Referring back to Rosa Park’s arrest, the NAACP decided to take action, organizing a one-day boycott. They asked African Americans, who accounted for about 75% of Montgomery’s riders, to stop taking the bus for a day. So on Dec. 5th, 1959, Montgomery’s buses traveled almost empty. The African Americans that once rode the bus now covered the side-walks, walking or waiting for a carpool with their friends. This one event went so successfully it soon turned into a movement. African Americans decided to continue the boycott, which ended up lasting for 381 days. The Montgomery Improvement Association or (MIA) was created to direct the protest. It came up with a list of demands that became known as the “first come, first serve” policy. It stated the African Americans would still sit in the back of the bus, but would not have to give up their seats to anyone. The MIA almost demanded that the bus company hire African American drivers on routes that mostly consisted of African American riders. Until the company met these demands, the African Americans of Montgomery would stay off the buses and continue on with the boycott. In the beginning, the boycott seemed to be nothing. Then by after the end of the first month, the white community began to suffer. The loss of passengers harshly affected the bus company, and the loss of trade in white businesses. The white citizens decided to take action and fight back. Employers threatened to fire African American workers if they didn’t abandon the boycott. Others were often pulled over and falsely accused for speeding. When the threats failed to pursued the minds of African Americans, people turned to violence. Through the violence and harsh treatment, the African Americans of Montgomery stood strong. They wanted full equality and were going to stop at nothing to get it. After filing a lawsuit against Alabama’s bus system in December 1956, the United States Supreme Court finally agreed to ruling that segregation on Alabama buses was unconstitutional. The boycott paid off.

Because of the success of the Montgomery bus boycott, many people across the nation took more interest in changing the thought of segregation. There were more nonviolent protests against laws such as seating at movie theatres, restaurants, and department store dress rooms. Sit-ins across the South became very frequent. In today’s world, the boycotts that went on during the Civil Rights Movement impacted on how we now live our lives. African Americans no longer face the fear of segregation and hate. Certain laws have been passed to protect their citizenship, and white Americans now respect that.
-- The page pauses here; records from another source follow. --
PR #2842, opened 2026-04-11
OAK-12152 : replace guava cache with caffeine in oak-search-elastic module

rishabhdaim:


oak-search-elastic/src/main/java/org/apache/jackrabbit/oak/plugins/index/elastic/ElasticIndexStatistics.java
```diff
@@ -208,25 +191,13 @@ private Long getCacheRefreshSeconds() {
...
-            CompletableFuture<Integer> task = CompletableFuture.supplyAsync(() -> {
-                try {
-                    return count(crd);
-                } catch (IOException e) {
-                    throw new CompletionException(e);
-                }
-            }, REFRESH_EXECUTOR);
-            return FutureConverter.toListenableFuture(task);
-        }
-
```
rishabhdaim, line 229: no need for reload for caffeince cache, it handles that part internally.

oak-search-elastic/src/main/java/org/apache/jackrabbit/oak/plugins/index/elastic/ElasticIndexStatistics.java
```diff
@@ -241,25 +212,13 @@ private int count(StatsRequestDescriptor crd) throws IOException {
...
-            CompletableFuture<StatsResponse> task = CompletableFuture.supplyAsync(() -> {
-                try {
-                    return stats(crd);
-                } catch (IOException e) {
-                    throw new CompletionException(e);
-                }
-            }, REFRESH_EXECUTOR);
-            return FutureConverter.toListenableFuture(task);
-        }
-
```
rishabhdaim, line 262: no need for caffeine cache.

thomasmueller (approved):

oak-search-elastic/src/main/java/org/apache/jackrabbit/oak/plugins/index/elastic/ElasticIndexStatistics.java
jsedding: Do we (currently) allow toggling between the Caffeine and Guava implementations?

If that's the case, we would need to somehow keep the "reload" functionality for Guava, right?

oak-core-spi/src/main/java/org/apache/jackrabbit/oak/cache/api/CacheBuilder.java
```diff
@@ -171,6 +173,19 @@ public CacheBuilder<K, V> refreshAfterWrite(@NotNull Duration duration) {
...
 
+    /**
+     * Sets the nanosecond ticker used to measure time for expiry and refresh.
+     * Intended for testing with a controllable clock.
+     *
+     * @param ticker a supplier returning the current time in nanoseconds (must not be null)
+     * @return this builder
+     */
+    @NotNull
+    public CacheBuilder<K, V> ticker(@NotNull Supplier<Long> ticker) {
```
jsedding, line 184: I like this signature, as it is very simple and versatile.

For convenience, should we add a second signature accepting a `Clock`? It could have a default implementation, which would be the same implementation you used in `ElasticIndexStatistics`. I expect we will have clock instances around in quite a few other places? This is just a suggestion and 100% optional. 🙂

oak-search-elastic/src/main/java/org/apache/jackrabbit/oak/plugins/index/elastic/ElasticIndexStatistics.java
```diff
@@ -100,7 +89,7 @@ public class ElasticIndexStatistics implements IndexStatistics {
      */
     @Override
     public int numDocs() {
-        return countCache.getUnchecked(new StatsRequestDescriptor(elasticConnection, indexDefinition.getIndexAlias()));
+        return countCache.get(new StatsRequestDescriptor(elasticConnection, indexDefinition.getIndexAlias()));
```
jsedding, line 92: I don't know if `new StatsRequestDescriptor(elasticConnection, indexDefinition.getIndexAlias())` is constant, i.e. if the return value of `getIndexAlias()` ever changes?

If it is constant, wouldn't it make sense to create a single instance in the constructor and store it in a field? This would avoid creating the instance over and over. Of course, I don't know how frequently this happens, so it may make no practical difference.

jsedding (approved):
Looks good! I left a few questions and suggestions.

fabriziofortino (approved):

oak-core-spi/src/main/java/org/apache/jackrabbit/oak/cache/api/CacheBuilder.java
rishabhdaim: will add this in next PR.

By having the Montgomery bus boycott, the African American’s case was easily brought to the public in a nonviolent way. What led up to having the boycott, were the Jim Crow laws that kept the two races of black and white separate. Adding on to that, the main problem was mostly the segregation and discrimination the black community in Montgomery had to face. Combining both the contributing and main causes, the event of the Montgomery bus boycott was developed. The immediate effects of the boycott at first were nothing, but then many white citizens turned to violence. In the long term, the bus boycott had a positive effect on everyone, making African American’s gain respect. Thanks to the support from people of all races around the world, “All men are created equal.” can now be said as a fact, not just a statement.